As you may already know, U.S. airlines are seeking more than $50 billion in government aid.
However, do the airlines even deserve a bailout, considering what they’ve done with cash reserves?
You may not realize this, but the four biggest U.S. carriers – American, Delta, Southwest and United – have collectively spent about $39 billion over the last five years buying back shares.
But now airlines are burning through about $10 billion a month as cancellations “far outpace” new bookings.
Todd Insler, master executive council chairman of the Air Line Pilots Association (ALPA), said about United…
We fully recognize that the company had the opportunity to build up its cash reserves and repeatedly advocated for them to do so. In spite of ALPA’s warnings, they instead chose to spend company resources differently.
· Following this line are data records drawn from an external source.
PR #2424, opened 2020-07-21
[Markdown] Make code spans end at new list item

michaelblyons:
Thoughts? GitHub's syntax highlighter clearly disagrees with this change.

I wrote it while I was editing a big Markdown file and adding code spans in list items that switched the highlighting for large swathes of the rest of the file. I found that to be disconcerting... but if someone forgot to close a code span in a README and pushed it, that could be worse, depending on their MD implementation. 🤷‍♂️

### DIFF
--- a/Markdown/Markdown.sublime-syntax
+++ b/Markdown/Markdown.sublime-syntax
@@ -1399,6 +1399,8 @@ contexts:
           scope: punctuation.definition.raw.end.markdown
           pop: true
         - match: '`+'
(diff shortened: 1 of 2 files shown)


keith-hall:
Technically the backtick shouldn't mark the start of a code span in this case (I think only Common Mark is really relevant) - something we can fix with non deterministic parsing later. But for now, it seems better / more correct to not erroneously continue that inline code span highlighting past the inline list item.

PR #2433, opened 2020-07-24
[HTML] Improvements to attribute completions

wbond:
This include two changes that make typing HTML a slightly less frustrating experience:

 - Allow over-typing the closing > of an HTML tag. This seems fairly straightforward, and shouldn't cause any trouble, at least from situations I could think of. If a user does with to have multiple >>, then can press the > key twice.
 - Augment attribute completions with extra fields. Now when a user completes an attribute, they will always have a field they can tab to "finish" the completion. If the completion closes the tag, they will have two fields, one after the attribute to allow for more attributes to be added, and a second one after the closing > of the tag.

### DIFF
--- a/HTML/Default.sublime-keymap
+++ b/HTML/Default.sublime-keymap
@@ -1,0 +1,9 @@
+[
+	{ "keys": [">"], "command": "move", "args": {"by": "characters", "forward": true}, "context":
+		[
+			{ "key": "selection_empty", "operator": "equal", "operand": true, "match_all": true },
+			{ "key": "following_text", "operator": "regex_contains", "operand": "^>", "match_all": true },
+			{ "key": "selector", "operator": "equal", "operand": "punctuation.definition.tag.end.html", "match_all": true },
+		]
+	},
+]
--- a/HTML/html_completions.py
+++ b/HTML/html_completions.py
@@ -582,6 +582,9 @@ class HtmlTagCompletions(sublime_plugin.EventListener):
             # add a space if not there
             suffix = ' '
 
+        # ensure the user can always tab to the end of the completion
+        suffix += '$0'
+
         # got the tag, now find all attributes that match
         return sublime.CompletionList(
             [


HTML/Default.sublime-keymap
```diff
@@ -0,0 +1,10 @@
+[
+	{ "keys": [">"], "command": "move", "args": {"by": "characters", "forward": true}, "context":
+		[
+			{ "key": "selection_empty", "operator": "equal", "operand": true, "match_all": true },
+			{ "key": "following_text", "operator": "regex_contains", "operand": "^>", "match_all": true },
+			{ "key": "selector", "operator": "equal", "operand": "punctuation.definition.tag.end.html", "match_all": true },
+			{ "key": "selector", "operator": "equal", "operand": "text.html.basic" }
```
deathaxe, line 7: I'd propably not limit that to `.basic` to also enable that in extended syntaxes such as `text.html.jinja` or `text.html.embedded.whatever`? 

IMHO the previous selector `punctuation.definition.tag.end.html` is accurate enough to make it match in appropriate situations only.

deathaxe:
```yaml
%YAML 1.2
---
# https://www.sublimetext.com/docs/syntax.html
name: HTML (jinja2)
scope: text.html.jinja2

file_extensions:
  - html

contexts:
  main:
    - match: ''
      set:
        - include: scope:text.html.basic
      with_prototype:
        - match: '{%'
          scope: punctuation.section.jinja2.begin.html
          embed: scope:source.python
          embed_scope: source.jinja2.embedded
          escape: '%}'
          escape_captures:
            0: punctuation.section.jinja2.end.html
        - match: ({{)(.+?)(}})
          scope: source.jinja2.embedded
          captures:
            1: punctuation.definition.placeholder.begin.html
            2: variable.parameter.placeholder.html
            3: punctuation.definition.placeholder.end.html
```

HTML/Default.sublime-keymap
```diff
@@ -0,0 +1,10 @@
+[
+	{ "keys": [">"], "command": "move", "args": {"by": "characters", "forward": true}, "context":
```
FichteFoll, line 2: Should this binding respect `auto_match_enabled` like the bindings for `)'"]}`?

wbond: Well, what prompted this was the attribute completions that add `”>`. Those aren’t triggered by auto_match_enabled, although I do realize the overwriting of “ is controlled by that setting.

wbond:
I was using this for a while yesterday and I found the two fields with completions ending in `”>` to require too many presses to [tab]. It ended up requiring three - one to complete a class name, one to exist the class attribute and a third to go past the end of the tag.

HTML/Default.sublime-keymap
deathaxe: I wonder if we'd need a separate setting (e.g.: `smart_type_enabled`) to enable such kind of features, which are related with `auto_match_enabled` only. Some of the new bindings in CSS which auto-add spaces to maintain code style would be a use case, too.

HTML/Default.sublime-keymap
wbond: I've incorporated this improvement

HTML/Default.sublime-keymap
wbond: I'm going to kick the can down the road for now. We can spend some time later thinking about potential settings that affect overwriting, but aren't strictly related to auto-matching.

PR #2435, opened 2020-07-25
[HTML] Prepare for inheritance

deathaxe:
This PR...

1. proposes to use `pop: 1` instead of `pop: true` in sublime-syntax version 2 only.
2. renames the `attribute-...-equals` context to `attribute-...-assignment` which looks more appropriate.
3. adds a lot of named contexts in order to introduce entry points for inherited syntax definitions to add custom highlighting.
4. tweaks the recently added `src/href` attribute contexts 
   a) to ensure maximum re-usablility in inerhited syntax definitions by avoiding  `pop: 2`
   b) by adding `meta.path.url` to the url values.
5. tweaks the usage of `meta_scope` and `meta_content_scope` in the script/style attriubtes to avoid assigning meta scopes via normal `scope` directives.
6. moves `meta.class-name`, `meta.toc-list.id` and `meta.path` so that an inherited syntax can easily clear string scopes while maintaining symbol list related meta scopes within interpolations.
7. adapts ASP test cases to the new meta scope order
8. improves ASP<->HTML interaction by using `embed` and `extends`, which results in much smaller syntax cache files.

### DIFF
--- a/ASP/ASP.sublime-syntax
+++ b/ASP/ASP.sublime-syntax
@@ -672,23 +672,28 @@ contexts:
         - match: '<%=?'
           scope: punctuation.section.embedded.begin.inside-block.asp
           pop: true
-        - match: '\s+$' # eat whitespace so that the lookahead on the next match pattern can match the next line if appropriate
+        # Eat whitespace so that the lookahead on the next match pattern
+        # can match the next line if appropriate.
+        - match: '\s*\n'
           push:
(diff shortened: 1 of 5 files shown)


wbond:
These looks like some excellent forward-looking changes, and should hopefully set the stage for higher quality templating syntaxes.

Thank you for all of your effort on this PR, and all of your other ones too!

In other words, for the past five years – airlines could’ve built up a cash reserve to protect themselves from the situation we’re seeing today. But instead, the airlines got greedy – and bought back their shares. They wanted to make even more money – safety net be damned.
And now that the airline sector is in trouble, airline stocks are cratering.
Just look at United Airlines (Nasdaq: UAL) below…
It’s funny because financially disciplined U.S. families are advised to have at least six months of cash reserves on hand in case something unforeseen happens…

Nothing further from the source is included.